Activity instances are created beforehand when application data must be passed from a preceding activity to a subsequent one, and when the number of instances needed to complete an activity can be precisely determined in advance. When the execution of an activity is optional (e.g., a branch of an OR split or an activity with preconditions) or the number of instances needed to complete the activity is not known a priori, the just in time creation of activity instances is preferable.

5.4.3 Push vs. Pull style of work assignment. In the case where activities are created beforehand, there are two ways of assigning activity instances to the users who actually execute them. The first option is to assign an activity instance to a specific user (”push” style); in this case, that user is the only one that can actually execute the task. The second possibility is to (implicitly) assign the activity instance to a user group, and let any user within the group pick an instance and execute it (”pull” style).

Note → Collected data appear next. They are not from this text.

PR #874, opened 2020-02-10
GT-682 : Tool info analytic screen name

gyasistory:
https://jira.cru.org/browse/GT-682

### DIFF
--- a/app/src/main/java/org/cru/godtools/analytics/model/ToolDetailsScreenEvent.kt
+++ b/app/src/main/java/org/cru/godtools/analytics/model/ToolDetailsScreenEvent.kt
@@ -2,7 +2,6 @@ package org.cru.godtools.analytics.model
 
 import java.util.Locale
 
-private const val SITE_SECTION_TOOLS = "tools"
 private const val SITE_SUB_SECTION_ADD_TOOLS = "add tools"
 
 class ToolDetailsScreenEvent(toolCode: String, locale: Locale? = null) :
--- a/app/src/main/java/org/cru/godtools/analytics/model/ToolDetailsScreenEvent.kt
+++ b/app/src/main/java/org/cru/godtools/analytics/model/ToolDetailsScreenEvent.kt
@@ -3,8 +3,13 @@ package org.cru.godtools.analytics.model
 import java.util.Locale
 
 private const val SITE_SECTION_TOOLS = "tools"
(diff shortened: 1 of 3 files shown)


library/analytics/src/main/java/org/cru/godtools/analytics/model/AnalyticsScreenEvent.kt
```diff
@@ -36,7 +32,6 @@ open class AnalyticsScreenEvent @JvmOverloads constructor(val screen: String, lo
     override val adobeSiteSection
         get() = when (screen) {
             SCREEN_FIND_TOOLS,
-            SCREEN_TOOL_DETAILS -> SITE_SECTION_TOOLS
```
frett: this breaks `adobeSiteSection` for `SCREEN_FIND_TOOLS`

library/analytics/src/main/java/org/cru/godtools/analytics/model/AnalyticsScreenEvent.kt
```diff
@@ -6,10 +6,7 @@ import javax.annotation.concurrent.Immutable
 
 private const val SNOWPLOW_CONTENT_SCORING_URI_PATH_SCREEN = "screenview"
 
-/* Adobe Site Sections */
```
frett: this comment shouldn't be removed, the remaining constants are still for adobe site section

app/src/main/java/org/cru/godtools/analytics/model/ToolDetailsScreenEvent.kt
```diff
@@ -0,0 +1,15 @@
...
+private const val SITE_SECTION_TOOLS = "tools"
+private const val SITE_SUB_SECTION_ADD_TOOLS = "add tools"
+
+class ToolDetailsScreenEvent(toolCode: String, locale: Locale? = null) :
+    AnalyticsScreenEvent("$toolCode-tool-info", locale) {
+    override val adobeSiteSection: String?
+        get() = SITE_SECTION_TOOLS
+
+    override val adobeSiteSubSection: String?
+        get() = SITE_SUB_SECTION_ADD_TOOLS
```
frett: I know this was the previous behavior, but this seems wrong. can we double check to see if tool info should have this sub section?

This is the case the run­ning example, where managers assign the JobCheck and FinancialCheck activities without specifying the responsible employee, which means that all the users of the employee group are eligible (see Fig. 13).

Push-style assignment is appropriate if different users have alternative competences, and can also be used to make sure that all users of a group are loaded equally (for instance, by picking the user in charge in a round- robin fashion, or based on the current number of assignments). An example of application where push-based assignment is appropriate is a Web-based computer manufacturer customer service, where customers file complaints about particular subsystems of their computer. The activity instance that corresponds to

answering the complaint (e.g., by writing further directions to the user, or calling him on the phone) should be assigned to the technical representative that is most competent on the particular problem mentioned in the claim.

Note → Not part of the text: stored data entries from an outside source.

PR #907, opened 2020-03-02
Gt-682 : adding analytic to exit links in tool detail

gyasistory:
https://jira.cru.org/browse/GT-682


app/src/main/java/org/cru/godtools/widget/AnalyticsMovementMethod.kt
```diff
@@ -0,0 +1,52 @@
...
+        val links = buffer?.getSpans(off, off, ClickableSpan::class.java)
+        links?.forEach {
+            if (it is URLSpan) {
+                it.url.let { url ->
+                    eventBus.post(ExitLinkActionEvent(Uri.parse(url)))
+                }
+            }
+        }
+        return super.onTouchEvent(widget, buffer, event)
+    }
```
frett: this is a very hacky way to trigger the analytics, I would rather see us use a custom `URLSpan` class if possible.

app/src/main/java/org/cru/godtools/util/ViewUtils.kt
```diff
@@ -16,3 +26,26 @@ fun PicassoImageView?.bindLocalImage(attachment: Attachment?) =
...
+) {
+        val spannable = SpannableString(changedText)
+        val matcher = Patterns.WEB_URL.matcher(spannable)
+        while (matcher.find()) {
+            val url = spannable.toString().substring(matcher.start(), matcher.end())
+            val urlSpan = object : URLSpan(changedText.toString()) {
+                override fun onClick(widget: View) {
+                    val uri = Uri.parse(url)
+                    EventBus.getDefault().post(ExitLinkActionEvent(uri))
+                    context.startActivity(Intent(Intent.ACTION_VIEW, uri))
```
frett: use `super.onClick(widget)` here to defer to the framework behavior for launching the external link

app/src/main/java/org/cru/godtools/util/ViewUtils.kt
```diff
@@ -16,3 +26,26 @@ fun PicassoImageView?.bindLocalImage(attachment: Attachment?) =
     bindLocalImage(attachment?.takeIf { it.isDownloaded }?.localFileName)
 
 fun PicassoImageView?.bindLocalImage(filename: String?) = this?.setPicassoFile(context.getGodToolsFile(filename))
+
+fun TextView.setTextViewWebLinksForAnalytics(
```
frett: I like this better, I want to dig into this logic a bit before I have a more in depth review

gyasistory: @frett OK I am cleaning up the conflict right now.

app/src/main/res/layout/tool_details_page_description.xml
```diff
@@ -14,11 +15,10 @@
         style="@style/Widget.GodTools.Tools.Details.Page.Content"
         android:layout_width="match_parent"
         android:layout_height="wrap_content"
-        android:autoLink="web"
         android:paddingLeft="@dimen/tool_details_margin_horizontal"
         android:paddingTop="@dimen/tool_details_page_padding_vertical"
         android:paddingRight="@dimen/tool_details_margin_horizontal"
         android:paddingBottom="@dimen/tool_details_page_padding_vertical"
-        android:text="@{ModelUtils.getTranslationDescription(translation, tool, context)}"
+        app:webLinkText="@{ModelUtils.getTranslationDescription(translation, tool, context).toString()}"
```
frett: using `toString()` here will break fonts for Sinhala and Tibetan on older devices

app/src/main/java/org/cru/godtools/adapter/TextViewAdapter.kt
```diff
@@ -0,0 +1,37 @@
...
+                val uri = Uri.parse(url)
+                EventBus.getDefault().post(ExitLinkActionEvent(uri))
+                super.onClick(widget)
+            }
+        }
+        spannable.setSpan(urlSpan, matcher.start(), matcher.end(), Spanned.SPAN_EXCLUSIVE_EXCLUSIVE)
+    }
+    text = spannable
+    movementMethod = LinkMovementMethod.getInstance() // Make link clickable
+}
```
frett: what are your thoughts on this logic for the binding adapter: https://github.com/CruGlobal/android-gto-support/pull/436/files

gyasistory: The only issue I see is what I ran into a link that doesn't start with HTTP will not open when you click it.  Other than that it looks great.

frett: hmm, I would push back that links that don't start with http:// should be updated to be proper URLs since we do control that content.

frett: although if that is a blocker I believe there is an option for LinkifyCompat to automatically add a uri scheme.

frett: I'll research shortly

gyasistory: Android_Emulator_-_Pixel_3a_API_29_5554
These are the two that gave me the issue.

frett: I just tested on those links and they worked fine with the LinkifyCompat logic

Pull-based work assignment is more flexible, and it allows any user of a group to execute any pertinent activity instance. This style of assignment is more suited to processes where multiple users are equally qualified to execute tasks, and there is no special constraint on how many activity instances are executed by each user.

5.5 Evaluation

Explicit process modeling in the data and hypertext diagrams enforces the process con­straints by exploiting ad hoc portions of the data model, called process reference model, and dedicated units in the hypertext model, which encapsulate the update and retrieval of process-related information. Explicit process modeling alleviates several drawbacks of the implicit process encoding discussed in Section 4:

Expressive power for process control. All the most frequently used process constraints can be represented using the process reference model and the hypertext modeling primi­tives, without making any assumption about the application data model. A detailed com­parison of the expressive power of process modeling proposals is presented in [Bram­billa 2005b], where a set of 22 workflow patterns, initially defined by Van der Aalst et al. in [van der Aalst et al. 2003], are exploited to benchmark the process modeling notations. The evaluation shows that the explicit WebML process control covers most patterns, with few exceptions: some peculiar process termination cases, simultaneous activity execution at the same peer by a same user, and some looping cases.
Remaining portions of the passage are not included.